Antibody-mediated glomerulonephritis (AGN) is a clinical manifestation of autoimmune kidney diseases. Strikingly, AGN is the second leading cause of kidney dysfunction in US, accounting for 20-30% of total renal failure cases. Response to immunosuppressive drugs is often inadequate and associated with significant side effects. Chronic inflammation in the glomerular and tubular compartments of the kidney lead to tissue damage, ultimately causing irreversible loss of renal function. Emerging data implicate the proinflammatory cytokine IL- 17 in the pathogenesis of AGN. The dominant focus in the IL-17 field has been on how IL-17-producing cells are generated, whereas comparatively little is known about regulation of downstream IL-17 signaling in relevant tissue cell types. Our new data show in a mouse model of AGN demonstrate IL-17 receptor signaling in non-hematopoietic cells is required for AGN pathogenesis. Hence, we will focus here on defining IL-17 signaling mechanisms and outcomes in specific renal cell types. Understanding this is important because tissue damage occurs locally, and interventions to limit such damage could be highly valuable clinically to treat the end-organ damage that characterizes AGN. Specifically, this proposal is centered around understanding the molecular basis of post-transcriptional control of mRNA in the context of two distinct kidney cell types, glomerular podocytes and rental tubule epithelial cells (RTECs). We recently identified two RNA binding proteins (RBPs), Regnase-1 and Arid5a, which act in an opposing manner to negatively and positively control IL-17 signaling, respectively. Of particular relevance to AGN, these RBPs control IL-17-dependent expression of Lipocalin-2, which exerts potent kidney-damaging properties. Our central hypothesis is that Regnase-1 restricts AGN development by limiting Lipocalin-2 expression in the nephritic kidney.
In Aim 1, we will determine the impact of a selective Regnase-1 deficiency in kidney-resident podocytes and RTECs.

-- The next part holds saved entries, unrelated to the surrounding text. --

Issue #1246, opened 2026-08-12
Add stable Semantics identifiers to the 3 Port Forwarding tabs (E2E clicks them by localized label; follow-on to #1172)


AustinChangLinksys:
## Summary

The three Port Forwarding tabs carry no `Semantics identifier`, so the E2E suite has to click them
by their **localized tab label**. Six real click sites depend on that today.

This is the same class of implementation debt as **#1172** (stable identifiers on E2E-critical
Port Forwarding controls) — but #1172 is closed with all five phases shipped, and it covered the
add/edit/delete *controls inside* the tabs, never the tab strip itself. Filing separately rather
than reopening a completed tracker.

## Current state on `origin/dev-2.7.0` (`d13b9577`)

```
lib/page/port_forwarding/views/usp_port_forwarding_detail_view.dart:77-80

        tabs: [
          Tab(text: loc(context).singlePortForwarding),
          Tab(text: loc(context).portRangeForwarding),
          Tab(text: loc(context).portTriggering),
        ],
```

`grep -c "identifier:" usp_port_forwarding_detail_view.dart` → **0** for the whole file.

## E2E impact

`tests/P04a-port-forwarding-rendering.spec.ts` — six tab locators are declared and clicked on the
next line:

| Locator declared | Clicked | Label matched |
|---|---|---|
| `:82` | `:83` | `/Port Range Forwarding/` |
| `:101` | `:102` | `/Triggering/` |
| `:155` | `:156` | `/Port Range Forwarding/` |
| `:170` | `:171` | `/Port Range Forwarding/` |
| `:189` | `:190` | `/Triggering/` |
| `:204` | `:205` | `/Triggering/` |

(Five further declarations — `:53`, `:54`, `:55`, `:74`, `:92` — are count assertions only. Those
are fine as text lookups: asserting that localized copy renders is the assertion's purpose. Only
the click sites are the problem.)

The regexes are also load-bearing in a fragile way. `/Port Range Forwarding/` cannot be shortened
to `/Port Range/` because that also matches the **Port Range Triggering** tab — a comment at
`:89-90` records this trap. So the tests are pinned to the full localized strings of two
similar-sounding tabs, and an ARB copy tweak on either becomes a count-0 timeout (or worse, a
silent wrong-tab click) rather than a compile error.

## Ask

Add an `identifier:` to each of the three tabs — e.g. `port-forwarding-tab-single`,
[...]

Issue #1254, opened 2026-08-12
Topology node-detail popup: add stable Semantics identifier to the Details button (E2E locates it by localized label; split from #1208)


AustinChangLinksys:
## Summary

The topology **node-detail popup's `Details` button** carries no `Semantics identifier`, so the E2E
suite has to locate it by its **localized label**. This is the residual of #1208 — the node-level
identifiers that issue asked for shipped in #1211 (+ privacyGUI-UI-kit#9) and were consumed by
PrivacyGUI-USP-E2E#26, but the action button *inside* the popup those nodes open was skipped.

Filing separately so #1208 can close on its original (completed) node-identifier scope, rather than
staying open to track a different widget. Same class of implementation debt as #1246 (Port
Forwarding tabs) but a different area/file/widget.

## Current state on `origin/dev-2.7.0` (`d13b9577`)

```
lib/page/topology/views/components/node_detail_popup.dart:103-105

    child: AppButton.text(
      label: loc(context).details,
      onTap: onDetailsTap,
    ),
```

`grep -c "identifier:" node_detail_popup.dart` → **0** for the whole file.

## Why it matters

The Details button is the entry point to the node-detail page, so it is on the critical path of the
D5a/D5b interaction chains (node → popup → Details → node detail). With no hook, E2E locates it by
its localized label:

```
tests/P15-topology.spec.ts:182   page.getByRole('button', { name: /Details/i }).first()
tests/P15-topology.spec.ts:221   (same)
```

That couples the test to ARB copy — an `app_en.arb` `details` rename turns into a count-0 timeout
rather than a compile error, which is exactly the failure mode #1211 removed one layer up. The
inconsistency is the awkward part: the nodes are hook-located, then the very next tap in the same
chain falls back to translatable text.

Unlike #1246 (which may need a `Tab` passthrough in `ui_kit_library` first), this is a plain
`AppButton.text` and should be able to carry an `identifier:` directly — no known UI-kit blocker.

## Ask

Add `identifier: 'topology-node-detail-button'` (or whatever fits the established naming) to that
`AppButton.text`. Framing this as implementation completeness rather than an E2E feature request:
sibling controls in the same interaction chain already carry hooks, and this one node was skipped.

Once it lands, the E2E side is a two-line swap in `P15-topology.spec.ts` (plus `gen:ids` picking up
the new constant) — tracked in linksys/PrivacyGUI-USP-E2E#44 as verdict 2 (app-hook-blocked).

## Context

[...]

PR #1287, opened 2026-08-15
feat(port-forwarding): stable Semantics identifiers on the 3 tabs (#1246)

AustinChangLinksys:
## Summary

Adds stable `Semantics identifier`s to the three Port Forwarding tabs so the E2E
suite can target them by ID instead of by localized label. Follow-on to **#1172**,
which hooked the controls *inside* the tabs but never the tab strip itself.

Refs #1246 · triaged as verdict 2 (app-hook-blocked) in `linksys/PrivacyGUI-USP-E2E#44`.

## Root cause

`lib/page/port_forwarding/views/usp_port_forwarding_detail_view.dart:77-80` built the
tabs with `Tab(text: loc(context).…)`. Material's `Tab(text:)` exposes no identifier,
and the tabs flow through `UiKitPageView` → `AppPageView` → a Material `TabBar`, which
renders the passed `Tab` widgets verbatim. So the only stable hook available was the
localized label — six click sites in `P04a-port-forwarding-rendering.spec.ts` depended
on it, pinned to the full strings of two similar tabs (`Port Range Forwarding` vs
`Port Range Triggering`).

## Change

- **`lib/page/port_forwarding/views/usp_port_forwarding_detail_view.dart`** — swap each
  `Tab(text:)` for `Tab(child: Semantics(identifier: …, child: Text(…)))`, exposing
  `port-forwarding-tab-single` / `port-forwarding-tab-range` /
  `port-forwarding-tab-triggering`.
  - No ui_kit change needed: the label flows straight into a Material `TabBar`, and
    `Tab`'s own docs say `child` is "usually a Text widget, possibly wrapped in a
    Semantics widget". The `Text` replicates what `Tab(text:)` renders internally
    (`softWrap: false, overflow: TextOverflow.fade`) → **zero visual change**; the
    Semantics node adds only an invisible `flt-semantics-identifier` hook.
- **`test/page/port_forwarding/usp_port_forwarding_tab_identifier_widget_test.dart`** —
  new `@Tags(['ui'])` white-box test (mirrors the #1218 Advanced Settings identifier
  test): each tab is locatable via `find.bySemanticsIdentifier`, the three hooks resolve
  to distinct nodes, and the localized labels still render.

## Verification (all real output, no fabrication)

```
$ flutter analyze lib/page/port_forwarding/views/usp_port_forwarding_detail_view.dart \
                  test/page/port_forwarding/usp_port_forwarding_tab_identifier_widget_test.dart
No issues found! (ran in 13.1s)

$ flutter test test/page/port_forwarding
00:07 +62: All tests passed!        # existing 59 + 3 new

$ dart format --output=none --set-exit-if-changed <both files>
Formatted 2 files (0 changed) in 0.04 seconds.   # 2.x CI format gate — clean
```

No golden baselines are committed for this view (2.x generates/compares in CI), and the
change is Semantics-only, so it cannot alter rendered pixels.

## Notes for the E2E follow-up

Once this lands, the E2E side is the mechanical swap described in the issue: replace the
six label locators with `byId()` and let `gen:ids` pick up the three new constants.

### DIFF
--- a/lib/page/port_forwarding/views/usp_port_forwarding_detail_view.dart
+++ b/lib/page/port_forwarding/views/usp_port_forwarding_detail_view.dart
@@ -75,9 +75,47 @@ class _UspPortForwardingDetailViewState
             .fetch(forceRemote: true),
         bottomBar: _buildBottomBar(context, ref, pageState),
         tabs: [
-          Tab(text: loc(context).singlePortForwarding),
-          Tab(text: loc(context).portRangeForwarding),
-          Tab(text: loc(context).portTriggering),
+          // Stable, screen-reader-silent E2E hooks (→ `flt-semantics-identifier`)
+          // for the three Port Forwarding tabs. Follow-on to #1172, which added
+          // identifiers to the controls *inside* the tabs but not the tab strip
+          // itself; the E2E suite (PrivacyGUI-USP-E2E#44) still clicks these tabs
+          // by their localized label. `Tab(text:)` exposes no identifier, so we
+          // move to `Tab(child:)` and wrap the label in a Semantics node.
+          //
+          // The Text below intentionally mirrors what `Tab(text:)` renders
+          // internally (`Text(text, softWrap: false, overflow: TextOverflow.fade)`)
+          // so this is a zero-visual-change swap — the Semantics node adds only
+          // an invisible test hook.
+          Tab(
+            child: Semantics(
+              identifier: 'port-forwarding-tab-single',
+              child: Text(
+                loc(context).singlePortForwarding,
+                softWrap: false,
+                overflow: TextOverflow.fade,
+              ),
+            ),
+          ),
+          Tab(
+            child: Semantics(
+              identifier: 'port-forwarding-tab-range',
+              child: Text(
+                loc(context).portRangeForwarding,
+                softWrap: false,
+                overflow: TextOverflow.fade,
+              ),
+            ),
+          ),
+          Tab(
+            child: Semantics(
+              identifier: 'port-forwarding-tab-triggering',
+              child: Text(
+                loc(context).portTriggering,
+                softWrap: false,
+                overflow: TextOverflow.fade,
+              ),
+            ),
+          ),
         ],
         tabContentViews: [
           _buildTabContent(
--- a/test/page/port_forwarding/usp_port_forwarding_tab_identifier_widget_test.dart
+++ b/test/page/port_forwarding/usp_port_forwarding_tab_identifier_widget_test.dart
@@ -1,0 +1,164 @@
+@Tags(['ui'])
+library;
+
+import 'package:flutter/material.dart';
+import 'package:flutter/services.dart';
+import 'package:flutter_riverpod/flutter_riverpod.dart';
+import 'package:flutter_test/flutter_test.dart';
+import 'package:go_router/go_router.dart';
+import 'package:privacy_gui/l10n/gen/app_localizations.dart';
+import 'package:privacy_gui/page/port_forwarding/views/usp_port_forwarding_detail_view.dart';
+import 'package:privacy_gui/route/route_model.dart';
+import 'package:privacy_gui/theme/theme_json_config.dart';
+
+import '../../golden_test/golden_framework/mocks/mock_common.dart';
+import '../../golden_test/golden_framework/mocks/mock_port_forwarding.dart';
+import '../../golden_test/page/port_forwarding/fixtures/port_forwarding_test_data.dart';
+
+/// Verifies that the three Port Forwarding tabs carry the stable E2E
+/// identifiers added in issue #1246 and that each is locatable via
+/// [CommonFinders.bySemanticsIdentifier].
+///
+/// This is the fast local proxy for the E2E `byId()` contract (constitution
+/// Article XVI): once the identifier reaches the Semantics tree, the CanvasKit
+/// → `flt-semantics-identifier` DOM projection is a Flutter-runtime guarantee,
+/// so no web round is needed here. It mirrors the #1218 Advanced Settings
+/// identifier widget test that covers the sibling entry cards.
+///
+/// Before this change the tab strip carried no identifier, so the E2E suite
+/// (PrivacyGUI-USP-E2E#44) had to click each tab by its localized label — a
+/// follow-on to #1172, which only hooked the controls *inside* the tabs.
+void main() {
+  // Fixed E2E hooks assigned to the three tabs, in tab-strip order.
+  const expectedIdentifiers = <String>[
+    'port-forwarding-tab-single',
+    'port-forwarding-tab-range',
+    'port-forwarding-tab-triggering',
+  ];
+
+  setUpAll(() {
+    // UspTopBar reads package_info during build; stub the platform channel.
+    TestDefaultBinaryMessengerBinding.instance.defaultBinaryMessenger
+        .setMockMethodCallHandler(
+      const MethodChannel('dev.fluttercommunity.plus/package_info'),
+      (MethodCall methodCall) async {
+        if (methodCall.method == 'getAll') {
+          return <String, dynamic>{
+            'appName': 'PrivacyGUI',
+            'packageName': 'com.linksys.privacygui',
+            'version': '0.0.0',
+            'buildNumber': '0',
+          };
+        }
+        return null;
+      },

Aim 2 will define signaling events involved in regulation of IL-17 signal transduction in mouse and human podocytes and RTECs. Additionally will evaluate the preclinical efficacy of treating mice with an Arid5a inhibitor in AGN, which we predict will allow increased restraint of IL-17 signaling through Regnase-1. These studies will advance our understanding of how pathogenic IL-17 signaling is regulated in the nephritic kidney to promote end-organ damage. Additionally, this work may reveal novel drug targets in the IL- 17 signaling pathway that can be exploited for treating IL-17-driven end-organ damage in other chronic kidney diseases involving this cytokine.
Antibody-mediated glomerulonephritis is a clinical manifestation of Goodpasture disease, for which no safe or effective treatment exists. Our goal is to define how pathogenic inflammatory signaling by the cytokine IL-17 is regulated in the nephritic kidney at a detailed molecular level, and potentially exploit this knowledge for therapeutic benefit.